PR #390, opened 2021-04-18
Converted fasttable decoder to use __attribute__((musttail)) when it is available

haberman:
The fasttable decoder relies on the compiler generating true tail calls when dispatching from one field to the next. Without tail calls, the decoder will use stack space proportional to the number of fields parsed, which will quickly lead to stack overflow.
- - -
◆ **TASK ITEM**: Everything from the line containing "Converted fasttable decoder" through the last line above should be set down exactly; include no other lines.

◆ **RESULT OF THE TASK**:
Converted fasttable decoder to use __attribute__((musttail)) when it is available

haberman:
The fasttable decoder relies on the compiler generating true tail calls when dispatching from one field to the next. Without tail calls, the decoder will use stack space proportional to the number of fields parsed, which will quickly lead to stack overflow.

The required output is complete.